Wednesday, March 15, 2017

What is your problem? - Part 3: Descriptions

Months ago, I wrote about problem reporting within teams, making a general distinction between good problem reporting that leads to a solution versus insufficient reporting that causes the involved parties to lose precious time during a critical situation.

Now it is turn to look at these from the perspective of software development, which may turn off audiences interested in the general topic, at which point I incur in the blunder of assuming anyone besides my immediate colleagues read these.

Technical notes, your problem is not someone else’s problem…

There are always those moments in software development where overall quality assurance process fails our customers and our standards, at which point we must publish a technical note about the problem. For the project where I based this post, the template of a technical note required 6 fields:
  1. problem description. A general view of of the problem. This is a very difficult topic for most developers who have not been exposed to the problem reporting techniques covered in this series, in that general is confused with imprecise. This topic is therefore the focus of this post.
  2. symptom. List of externally observable behaviors and facts about the system upon occurrence of the problem
  3. cause. List of internal and external triggers for the problem, with special emphasis on those that can be triggered (and hopefully fixed) by the customer versus those that are internal to the product and require a product fix.
  4. affected environments. Complete list of prerequisite software and hardware where the problem can be observed, including versions and releases.
  5. problem diagnosis. Symptoms and causes give a good indication as to whether the problem matches what a customer is seeing, however, the customer needs certainty before moving on to the next field.
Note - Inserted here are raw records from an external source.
PR #2570, opened 2026-06-03
hw-mgmt: bmc: netwroking: Add option to allow usb net IP address by NOS

vadimp-nvidia:
Add USB0_MANAGED_BY_NOS so BMC images can defer usb0 addressing to the NOS (e.g. SONiC sonic-usb-network-init) instead of hw-management-bmc static systemd-networkd configuration.

BMC:
- New hw-management-bmc-usb0-common.sh: read USB0_MANAGED_BY_NOS from /etc/hw-management-bmc-usb0.conf (1, yes, true).
- plat-specific-preps: when set, remove static .network unit and skip Address= rendering; sonic-usb-network-init may run.
- usb_net_config: when set, load g_ether and bring link up only; no static ip addr or networkd reload for addressing.
- HI189 hw-management-bmc-network-sonic.conf.example for SONiC BMC image recipes; document flag in network.conf and README.

Host (hw-management):
- hw-management-ifupdown.sh: on SONiC hosts (sonic_version.yml), skip ifup usb0 so the host NOS owns the interface.

Backward compatible: without USB0_MANAGED_BY_NOS, behavior is unchanged (static USB0_ADDRESS / .network as before). HI189 default still ships USB0_ADDRESS only.

Update bmc/README.md, DEVELOPER_GUIDE.md, and sonic-usb-network-init drop-in comments.


vadimp-nvidia:
RERUN

vadimp-nvidia:
RERUN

  6. problem resolution. The ultimate cause for a customer ever reading through a technical note, how can the problem be either fixed or worked around. A common problem in our internal reviews was that original drafts incurred in the mortal sin of limiting themselves to listing the upcoming release where the problem would be fixed. The customer always expects an interim solution to the problem, even if imperfect.
…so how do I know what is your problem?

To paraphrase one particularly troubled internal draft, we had the symptom, cause and description all rolled into a problem description field like this:
“search for records may be incomplete due to a [private] database being corrupted upon execution of a [series of commands]” .

At that point, we applied the criteria outlined in the previous posting to determine whether the problem reporting to the customer would lead to a decision or to confusion:
  • What is the expected behavior from the product?
The description can be somewhat ‘reversed’ and allow one to infer that search for records should not be incomplete. However, this inference indicates what the product should not do instead of what it should do. For the technical types, this kind of wording tends to make the author look sloppy at best, disingenuous at worst.
  • What is the observed behavior in the product?
The description alludes to incomplete results, but results can be incomplete in so many ways, such as not containing all the records that would match the search criteria, or containing all records while missing some fields in each record.
  • Does the reported problem happen to all units of the product?
  • Does the reported problem affect the entire product or just portions of it? If so, describe the portions?
The ‘product’ here is the operation executed by the user. Is it all searches that are affected or only certain searches?
  • Does the reported problem happen in all locations where the product is used? (this forces the problem owner to have actually sampled the problem in all locations where the product is used) .
Locations can be read as systems. If the product can run on multiple operating systems and depend on various versions of middleware, is there a complete list of systems where the problem occurs? Is it all of them?
  • Does the reported problem happen in combination with other problems?
This particular point would not apply to the original problem description as the problem happened independently of other problems, as a function of search parameters and system operations preceding the searches.
  • When did the problem start? If you don’t know, make it clear you don’t known and state when you first observed it
When reporting the potential problem to a customer, the starting date would translate to the release number where the problem would be first observed.
  • What is the frequency? Continuous, cyclic, or random?
The problem description was reasonably clear about the problem being continuous. At least in my opinion, continuous can be assumed whenever considerations about cyclic or random occurrences are not explicit. In other words, I would consider poor form for those types of frequencies to be omitted.
  • Is the problem specific to a phase in the product life-cycle?
The problem description was reasonably clear about the sequence of operations that would lead to the problem, indicating the problem to affect the system runtime phase versus planning, installation, configuration, or any other.
  • Is the symptom stable or worsening?
The problem description did not mention increasing degradation of results, but it is worth asking that question during a review process prior to publication of the technical note.

From problems to satisfied customers

This is an area to be approached with energy and patience while coaching people who are new to any field in the industry. Describing problems as a function of language and critical-thinking is not an exact science and requires prolonged periods of practice and feedback to be mastered.

When someone without the proper training in problem description encounters someone on the other side who will go out of their way to understand the problem, it is easy to mistake the positive interaction rooted in an act of kindness for the most efficient way of going about it. And whereas acts of kindness are still a core value in the workplace, on any given day we would rather have that kind person interacting with more people rather than spend it all on a single person working without proper training.

Once you have put the right effort behind training people in this topic (or training yourself), you will have started a transformational effect on people, ending up with people who ask the right questions to solve the right problems on their own.